Data items:
PR #250, opened 2019-08-13
Docs structure

### LINKED ISSUE #230: Read the docs
GeNN's doxygen-based documentation is currently deployed to a github page whenever there's a release. However this means:
1. We only have online documentation for the latest release of each major version (i.e. currently 3.2.0 and 2.2.3)
2. Documentation for master isn't currently available pre-built.

The best solution to this would be to use a service like [Read the Docs](https://readthedocs.org/) to automatically build documentation using a github webhook. However read the docs is designed for Sphinx (Python documentation tool) so a process like https://breathe.readthedocs.io/en/latest/readthedocs.html would be required.

Vigneswaran-Chandrasekaran:
Hi @neworderofjamie , I just added a basic minimal structure with `sphinx`  (in `source` directory) using `Breathe` extension to get the `Doxygen` generated `XML` files (currently in `documentation/xml/`). In a nutshell,

1. Edited `doxygen/genn-doxygen.conf` file to generate `XML` (line `GENERATE_XML = YES`).
2. Generated `XML` files are stored in `documentation/xml`.
3. Set `Sphinx` source directory, using `sphinx-quickstart`.
4. Edited `source/conf.py` file to add `Breathe` extension and added path of `doxygen` generated `XML` files. 
5. Edit `index.rst` to add `doxygenclass` etc. (which needs to be done with some discussions).
6. `Sphinx` build to generate `html` files (Saved in `Source/_build`)

Kindly have a look and as a newbie to `GeNN`, I am not certain about arranging `index.rst` file entities from `XML` files to determine how the final doc should look like. So I need your support here to finish this successfully.
fixes #230


source/_build/.buildinfo
```diff
@@ -0,0 +1,4 @@
+# Sphinx build info version 1
```
neworderofjamie: I don't think the ``_build`` folder should be added to git (in the same way that the contents of ``documentation`` is currently not

make.bat
```diff
@@ -0,0 +1,35 @@
+@ECHO OFF
```
neworderofjamie: The sphinx website suggests that the ``sphinx-quickstart`` should create a GNU makefile as well - could you add this? GeNN does fully support Windows, but our build server (and my desktop machine) run Linux so this would be convenient

neworderofjamie:
Thank you so much for looking at this! I've made a couple of suggestions but, in answer to your main point, in general we'd like the sphinx documentation to look much like [our current doxygen-based documentation](http://genn-team.github.io/genn/documentation/4/html/index.html). Things to consider are:

1. As well as auto-generated documentation, we also have a bunch of dox pages we have written - it doesn't SEEM like doxygen xml includes these so they'd need converting to rst by some other means.
2. Currently we're using doxypypy to generate documentation for GeNN's python interface and these are somewhat intermingled with the other code documentation. It might make sense to instead build these directly using sphinx.

neworderofjamie:
I also spotted https://github.com/vovkos/doxyrest which might be worth trying as an alternative to breathe

Vigneswaran-Chandrasekaran:
Hi, as you suggested, I used `doxyrest` as a bridge between `sphinx` and `doxygen`. All the `doxyrest` related files are located in `doxyrest/` directory. And I have added `doxyrest/build/` dir for your reference to the generated `html` files (which I'm worried about). I've integrated `doxyrest` pipeline to the project and finally when `sphinx` generate `html` files from `.rst`s (which is populated by `doxygen`'s XML file [in dir: `doxyrest/xml`] with the help of `doxyrest`), I wouldn't able to see any document elements :disappointed: . (However when I run `doxygen/genn-doxygen.conf`, I get `html`, `xml` and `pdf` files, in which when I try to open `index.html`, I end up with same empty documentation page). I'm pretty sure that, I am missing a small piece somewhere but hard to figure out. 

And regarding the `doxyrest` setup I followed the steps mentioned in: 
1) https://github.com/vovkos/doxyrest
2) https://vovkos.github.io/doxyrest/build-guide/

neworderofjamie:
Ok, after a lot of fiddling with readthedocs/Jenkins, this is [now basically working ](https://genn.readthedocs.io/en/readthedocs2/) on the readthedocs2 branch (the best thing may be to update your fork and work from there). Outstanding things that need investigating are:

- It would be nice if the version of GeNN was included in the sphinx documentation - this is specified globally in version.txt so you just need to read it in with Python
- Static images aren't getting copied from ``doxygen/images/`` into wherever sphinx wants them
- Release notes are somehow turned into top-level menu items - I imagine this needs fixing in the doxygen
- There are a lot of warnings being issued at various stages - are these causing any issues?

Vigneswaran-Chandrasekaran:
Oh! I didn't get a notification at all. I randomly surfed through here to check the updates on `ReadTheDocs` and surprised to see many things that I did not follow for many days. Apologies for that.  I'll look into the things mentioned :+1:

neworderofjamie:
No worries, github notifications can be a bit flaky at times!

PR #252, opened 2019-08-26
GCC 4.9 compilation fixed

costrau:
Hi,

for compilation with gcc 4.9 there is a single include missing in one of the header files. I know it is a rather old compiler, however, the support for the CPU simulator is easily added. If you want to further support gcc 4.9, I have also added a travis configuration file for continuous integration and would be happy to help setting travis up. (you can see an example at https://travis-ci.org/costrau/genn)


neworderofjamie:
Thank you so much for this! We do indeed intend to support GCC 4.9 and I _feel_ that I may well have manually made that change on our HPC system. We are currently using Jenkins for testing as Travis doesn't let us test on GPU which, as you might imagine, is pretty important for us so could you maybe revert that part?

costrau:
I did as you proposed (although the pull request is now really small :) )

neworderofjamie:
Best kind!

PR #255, opened 2019-08-29
Merge postsynaptic fix

neworderofjamie:
@costrau found this when integrating GeNN with [cypress](https://github.com/hbp-unibi/cypress/). Turns out the mechanism for merging postsynaptic model (#201) generated broken code when combined with synapse groups where the presynaptic update operates on ``linSyn`` or ``shLg``.

The reason for the broken code was a typo, but the fix wasn't entirely trivial. If you have merged postsynaptic models, multiple synapse groups may be trying to update ``dd_inSynXXXX`` simultaneously so both when using the ``linSyn`` or ``shLg`` optimisation I think you need to do something like this:

1. Rather than setting ``linSyn`` or ``shLg`` to the current value of ``dd_inSynXXXX`` before doing a presynaptic update, set them to zero
2. Rather than copying ``linSyn`` or ``shLg`` back over the top of ``dd_inSynXXXX`` after doing a presynaptic update, if merging is enabled, use an atomic add and otherwise just +=.

What do you think @tnowotny ?


neworderofjamie:
Yes, I'm in the process of adding some, I realised I never added any..

neworderofjamie:
I think these two tests cover both code paths (and should bump up the coverage somewhat) - what do you think>

neworderofjamie:
Do the tests look ok @tnowotny ?

tnowotny:
I find the display of checks a bit cryptic ... what test has failed?

neworderofjamie:
Hah yeah, I was pleased with the binary->one-hot encoding family of tests 😄 

That's a sorry tale - in adding the missing windows tests, I also added a batch file which broke the shell script that finds tests on *nix..However, it's all looking good now and all 63 tests are running on Windows and Linux (your old mac is still having CUDA problems)

tnowotny:
I will look into this now.

tnowotny:
Ok, I installed a driver update and the deviceQuery seems to be running in CUDA 9. Can you check whether things are working now?

PR #261, opened 2019-09-23
Make userproject/include useful again

neworderofjamie:
This change has been at the back of my mind for a while, but was spurred on by my attempt to decouple GeNN from BoB robotics where I had previously been stashing helpful utilities (see discussion [here](https://github.com/BrainsOnBoard/bob_robotics/pull/153)).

▶ [TASK]:
If a line above contains the word "much", it counts; state how many lines count, and nothing more.

▶ [ANSWER BELOW]:
2